Are you using an MT asttachment in the headstock? If so, clean it out the MT hole with a wire brush. Then you need to put something in the headstock you are sure that is true and then turn it on. Make sure that what ever you are putting in the headstock is not bent or skewed. Maybe check what ever is coming out of the headstock without an attachment. Usually it is a large looking screw thing with a hole in it, called an MT (Morris Taper) Most of them anymore are 8tpi by 1". There should be enough of that protruding to see if it runs true. If it does not….good luck with the Sears Parts store….they are a real treat. 
If the head stock and tail stock are out of alignment that is called not being co-planar.
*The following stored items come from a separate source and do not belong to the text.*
PR #71860, opened 2026-07-17
feat(llm-gateway): add modal backend for glm with weighted routing

tatoalo:
## Problem

GLM 5.2 (`@cf/zai-org/glm-5.2`)  is currently served exclusively through Cloudflare Workers AI. We want to move that traffic to a Modal-hosted vLLM endpoint, gradually and reversibly, without changing the model id any client uses.

## Changes

- add a new Modal provider with OpenAI-compatible routing, Modal proxy authentication, and model ID mapping for vLLM-hosted GLM models.

- centralize GLM backend routing across the Anthropic, Chat Completions, and Responses APIs. Routing is controlled by a feature flag or a deterministic traffic fraction, both disabled by default, with flag failures falling back to fraction-based routing.

- avoid cross-backend retries so Modal and Cloudflare health remain independently visible. Rollback is handled by reducing the traffic fraction.

- align Modal pricing and metrics with the existing Cloudflare GLM model, keeping user billing unchanged while labeling metrics by provider.

- continue advertising GLM in `/v1/models` whenever either backend is available.

- add `glm_modal_smoke.py` to validate the Modal integration end-to-end.

### DIFF
--- a/services/llm-gateway/src/llm_gateway/flags.py
+++ b/services/llm-gateway/src/llm_gateway/flags.py
@@ -1,0 +1,60 @@
+from __future__ import annotations
+
+import asyncio
+
+import structlog
+from cachetools import TTLCache
+from posthoganalytics import Posthog
+
+from llm_gateway.config import get_settings
+
+logger = structlog.get_logger(__name__)
+
+GLM_MODAL_FLAG = "tasks-glm-modal-inference"
+
+_flag_cache: TTLCache[tuple[str, str], bool] = TTLCache(maxsize=10_000, ttl=60)
+# Global per-flag backoff so an evaluation outage doesn't stack one blocking roundtrip per new user.
+_flag_unavailable_cache: TTLCache[str, bool] = TTLCache(maxsize=100, ttl=5)
+_client: Posthog | None = None
+
+
+def _get_client() -> Posthog | None:
+    global _client
+    settings = get_settings()
+    if not settings.posthog_project_token:
+        return None
+    if _client is None:
+        _client = Posthog(
+            settings.posthog_project_token,
+            host=settings.posthog_host,
+            sync_mode=True,
+            enable_local_evaluation=False,
+            feature_flags_request_timeout_seconds=2,
+        )
+    return _client
+
+
+async def evaluate_flag(flag_key: str, distinct_id: str) -> bool | None:
+    """None when evaluation is unavailable — callers fall back to their own default."""
+    cache_key = (flag_key, distinct_id)
+    if cache_key in _flag_cache:
+        return _flag_cache[cache_key]
+    if flag_key in _flag_unavailable_cache:
+        return None
+    client = _get_client()
+    if client is None:
+        return None
+    try:
+        # Blocking /flags roundtrip — keep it off the event loop. send_feature_flag_events=False:
+        # with sync_mode the default would also block on a $feature_flag_called capture upload
+        # (15s SDK timeout) for every uncached user.
+        enabled = await asyncio.to_thread(client.feature_enabled, flag_key, distinct_id, send_feature_flag_events=False)
+    except Exception as exc:
+        logger.warning("flag_evaluation_failed", flag=flag_key, error=str(exc))
+        _flag_unavailable_cache[flag_key] = True
+        return None
+    if enabled is None:
+        _flag_unavailable_cache[flag_key] = True
+        return None
+    _flag_cache[cache_key] = bool(enabled)
+    return bool(enabled)
--- a/services/llm-gateway/src/llm_gateway/glm_routing.py
+++ b/services/llm-gateway/src/llm_gateway/glm_routing.py
@@ -1,0 +1,187 @@
+"""Backend selection for GLM (`@cf/...`) traffic during the Cloudflare -> Modal migration.
+
+Modal takes traffic opted in by the server-side `tasks-glm-modal-inference` flag or by the
+env-configured fraction (caller-forwarded flag headers are deliberately ignored — they must not
+force a backend operators turned off). No cross-backend retries — rollback is turning the
+flag/fraction back down.
+"""
+
+from __future__ import annotations
+
+from collections.abc import Awaitable, Callable
+from typing import Any
+
+from fastapi.responses import StreamingResponse
+
+from llm_gateway.api.handler import (
+    CLOUDFLARE_ANTHROPIC_CONFIG,
+    CLOUDFLARE_OPENAI_CONFIG,
+    CLOUDFLARE_OPENAI_RESPONSES_CONFIG,
+    MODAL_ANTHROPIC_CONFIG,
+    MODAL_OPENAI_CONFIG,
+    MODAL_OPENAI_RESPONSES_CONFIG,
+    ProviderConfig,
+    handle_llm_request,
+)
+from llm_gateway.auth.models import AuthenticatedUser
+from llm_gateway.cloudflare import (
+    ensure_cloudflare_configured,
+    ensure_cloudflare_model_allowed,
+    is_cloudflare_configured,
+    make_cloudflare_anthropic_call,
+    make_cloudflare_completion_call,
+    make_cloudflare_responses_call,
+)
+from llm_gateway.config import Settings, get_settings
+from llm_gateway.flags import GLM_MODAL_FLAG, evaluate_flag
+from llm_gateway.modal import (
+    ensure_modal_configured,
+    ensure_modal_model_allowed,
+    is_modal_configured,
+    is_modal_served_model,
+    make_modal_anthropic_call,
+    make_modal_completion_call,
+    make_modal_responses_call,
+    should_route_glm_to_modal,
+)
+
+LlmCall = Callable[..., Awaitable[Any]]
+
+
+async def _route_to_modal(model: str, user: AuthenticatedUser, product: str, settings: Settings) -> bool:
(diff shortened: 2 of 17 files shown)


services/llm-gateway/src/llm_gateway/modal.py
```diff
@@ -0,0 +1,135 @@
...
+        )
+
+
+def _traffic_bucket(user_key: str) -> float:
+    digest = hashlib.sha256(f"{_TRAFFIC_BUCKET_SALT}:{user_key}".encode()).digest()
+    return int.from_bytes(digest[:8], "big") / 2**64
+
+
+def modal_traffic_fraction(product: str, settings: Settings) -> float:
+    return settings.glm_modal_product_traffic_fractions.get(product, settings.glm_modal_traffic_fraction)
```
richardsolomou, line 80: this needs to resolve product aliases before the lookup. with `posthog_code=1.0` and global `0.0`, valid `twig` and `array` requests still read `0.0`, so the per-product ramp and rollback silently dont apply.

services/llm-gateway/src/llm_gateway/glm_routing.py
```diff
@@ -0,0 +1,191 @@
...
+    should_route_glm_to_modal,
+)
+from llm_gateway.request_context import get_posthog_flags
+
+LlmCall = Callable[..., Awaitable[Any]]
+
+
+async def _modal_flag_enabled(user: AuthenticatedUser) -> bool:
+    # A caller-forwarded flag header wins; otherwise evaluate against PostHog.
+    forwarded = (get_posthog_flags() or {}).get(GLM_MODAL_FLAG)
```
richardsolomou: id push back on letting this header decide the backend. these public routes accept `x-posthog-flag-*` from any authenticated caller, so a client can force Modal even after the server flag and fraction are off. can we evaluate this flag server-side, or only trust a signal thats authenticated as internal?

services/llm-gateway/src/llm_gateway/flags.py
```diff
@@ -0,0 +1,52 @@
...
+        return _flag_cache[cache_key]
+    client = _get_client()
+    if client is None:
+        return None
+    try:
+        # Blocking /flags roundtrip — keep it off the event loop.
+        enabled = await asyncio.to_thread(client.feature_enabled, flag_key, distinct_id)
+    except Exception as exc:
+        logger.warning("flag_evaluation_failed", flag=flag_key, error=str(exc))
+        return None
```
richardsolomou, line 55: could we cache failed flag evaluations for a few seconds? rn every uncached user retries the blocking two-second request, so a flag outage turns a burst of new GLM users into repeated thread-pool work and request latency.

richardsolomou (changes requested):
could we add a regression for `twig` and `array` using the canonical product fraction, then cover Modal routing across Anthropic, Chat Completions, and Responses? the focused tests all pass without exercising those paths.

services/llm-gateway/src/llm_gateway/glm_routing.py
```diff
@@ -0,0 +1,191 @@
...
+            settings=settings,
+            flag_enabled=await _modal_flag_enabled(user),
+        )
+
+    if use_modal:
+        return await _send_via_modal(request_data, user, is_streaming, product, modal_config, make_modal_call, settings)
+
+    return await _send_via_cloudflare(
+        request_data, user, is_streaming, product, cloudflare_config, make_cloudflare_call, settings
+    )
```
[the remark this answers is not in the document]
tatoalo: Fixed in the squashed head: routing now checks backend availability first — when Cloudflare isn't configured (and the model has a Modal equivalent), Modal serves the request regardless of flag/fraction, so an advertised model can't land on a 503. Covered by `test_modal_only_configuration_routes_to_modal`.

services/llm-gateway/src/llm_gateway/glm_routing.py
```diff
@@ -0,0 +1,191 @@
...
+
+    use_modal = False
+    if is_modal_served_model(model) and is_modal_configured(settings):
+        use_modal = should_route_glm_to_modal(
+            model,
+            product=product,
+            user_key=str(user.user_id),
+            settings=settings,
+            flag_enabled=await _modal_flag_enabled(user),
+        )
```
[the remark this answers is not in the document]
tatoalo: Fixed: the env-fraction decision (pure, no I/O) now runs first and the flag is only evaluated when the fraction didn't already opt the user in — a full rollout via fraction never touches the flag service. Covered by `test_routes_to_modal_when_fraction_one_without_flag_roundtrip`.

services/llm-gateway/src/llm_gateway/modal.py
tatoalo: Done — `modal_traffic_fraction` now normalizes the product through `_normalize_cost_key` (and the settings validator canonicalizes keys at parse time), so twig/array read posthog_code's fraction. Covered by `test_product_aliases_resolve_in_fraction_lookup`.

services/llm-gateway/src/llm_gateway/glm_routing.py
tatoalo: Agreed — dropped the forwarded-header path entirely; the flag is now evaluated server-side only, so a caller can't force a backend the flag/fraction turned off. `test_forwarded_flag_header_cannot_force_modal` locks it in.

services/llm-gateway/src/llm_gateway/flags.py
tatoalo: Done — added a global per-flag 5s backoff cache: after one failed/absent evaluation, subsequent requests skip the roundtrip and fall back until it expires. Covered by `test_evaluate_flag_backs_off_globally_after_failure`.

services/llm-gateway/src/llm_gateway/modal.py
```diff
@@ -0,0 +1,131 @@
...
+    return _traffic_bucket(user_key) < fraction
+
+
+def _inject_modal_params(kwargs: dict[str, Any], api_base: str, modal_key: str, modal_secret: str) -> None:
+    kwargs["api_base"] = api_base
+    kwargs["api_key"] = _MODAL_PLACEHOLDER_API_KEY
+    # Never forward caller-supplied extra_headers: they arrive as extra-allowed request body fields,
+    # and e.g. a caller Host header would steer this authenticated request (and the proxy-token
+    # pair) to an attacker-controlled endpoint.
+    kwargs["extra_headers"] = {"Modal-Key": modal_key, "Modal-Secret": modal_secret}
```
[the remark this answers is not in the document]
tatoalo: Verified against litellm 1.84.0 (`headers = kwargs.get("headers") or extra_headers` + `headers.update(extra_headers)` — caller `headers` is the base dict) and fixed: the Modal path now pops `headers` and overwrites `extra_headers`, so only the server-controlled proxy-auth pair reaches the upstream request. Regression test feeds both dicts (mixed-case) and asserts `headers` is gone and `extra_headers` is exactly the auth pair.

services/llm-gateway/src/llm_gateway/flags.py
```diff
@@ -0,0 +1,58 @@
...
+    if cache_key in _flag_cache:
+        return _flag_cache[cache_key]
+    if flag_key in _flag_unavailable_cache:
+        return None
+    client = _get_client()
+    if client is None:
+        return None
+    try:
+        # Blocking /flags roundtrip — keep it off the event loop.
+        enabled = await asyncio.to_thread(client.feature_enabled, flag_key, distinct_id)
```
richardsolomou: in the pinned `posthoganalytics` 7.4.2, `feature_enabled()` defaults to `send_feature_flag_events=True`; with `sync_mode=True`, every uncached user does the `/flags` lookup and then blocks on a `$feature_flag_called` upload with the SDK's 15s timeout. can we pass `send_feature_flag_events=False` here?

services/llm-gateway/src/llm_gateway/glm_routing.py
```diff
@@ -0,0 +1,186 @@
+"""Backend selection for GLM (`@cf/...`) traffic during the Cloudflare -> Modal migration.
+
+Modal takes traffic opted in by the `tasks-glm-modal-inference` flag (caller-forwarded header, else
```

You can check for co-planar by putting a dive of some sort that is pointed in both the headstock and tailstock and see if they line up perfectly. There are some fixes for that, mostly shimming either the headstock if it comes off, or the talistock. Let us know. Maybe this is more and too simplified info, if so forgive me.
Mike


----------



## simmo (Nov 23, 2008)

hi, disconnect the lathe from the power supply, move toolrest to just touch the shoulder of the spindle and rotate the spindle by hand slowly, if the spindle is bent or eccentric it will be readily apparent.Or if you have one a dial test indicator as said.
hth
chris


----------



## Mahdeew (Jul 24, 2013)

If it is a tube lathe, (mine once actually broke the cast iron tool rest while turning. But that was a freak accident.) you may need some simple adjustments to fix it.


----------



## REO (Sep 20, 2012)

It all depends on exactly how you are using the lathe. a lathe will always turn concentric on a good bearing. ALWAYS! regardless of how much the spindle is wobbling it will always turn a round part. regardless of how far out of alignment the headstock and tail stock are when turned between centers a part will always end up round. Now if you go from turning between centers and re chuck the part that's where things change. Think of this when people purposely chuck up off center the path that the tool cuts is still round even thought the original part is swinging to and fro. What can happen with a very short piece and severe misalignment is the the drive spurs will, because of the rotation be driven tight and then loose cyclically which will cause them to wear in and become loose in the material. coplaner is what you want the ways of the lathe to be. you want the axis of your headstock bearings and the axis of your tailstock to be COLLINEAR. it is possible for your center points to line up in one position and not in another if the head stock and tailstock are skewed in the same plane.


----------



## realcowtown_eric (Feb 4, 2013)

To break a gouge would take a lot. Even in my newby days i was never able to achieve that level of distruction

It is not likely an eccentric tail stock, as setting the tail stock off centre is an accepted (somewhat advanced) method in turning.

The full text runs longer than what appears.